TASK BRIEF: Check every line of the material below for the string "JsResult", and return the ones that have it.
__________________________________________________
PR #1495, opened 2021-08-23
Refactor `JSON.stringify`

raskad:
It changes the following:

- Refactor `JSON.stringify`

### DIFF
--- a/boa/src/builtins/json/mod.rs
+++ b/boa/src/builtins/json/mod.rs
@@ -13,17 +13,20 @@
 //! [json]: https://www.json.org/json-en.html
 //! [mdn]: https://developer.mozilla.org/en-US/docs/Web/JavaScript/Reference/Global_Objects/JSON
 
+use std::collections::HashSet;
+
 use crate::{
-    builtins::BuiltIn,
-    object::Object,
-    object::ObjectInitializer,
-    property::{Attribute, PropertyDescriptor, PropertyKey},
+    builtins::{
+        string::{is_leading_surrogate, is_trailing_surrogate},
+        BuiltIn,
+    },
+    object::{JsObject, ObjectInitializer, RecursionLimiter},
+    property::{Attribute, PropertyKey, PropertyNameKind},
     symbol::WellKnownSymbols,
     value::IntegerOrInfinity,
-    BoaProfiler, Context, JsResult, JsValue,
+    BoaProfiler, Context, JsResult, JsString, JsValue,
__________________________________________________
FINISHED TASK:
-    BoaProfiler, Context, JsResult, JsValue,
+    BoaProfiler, Context, JsResult, JsString, JsValue,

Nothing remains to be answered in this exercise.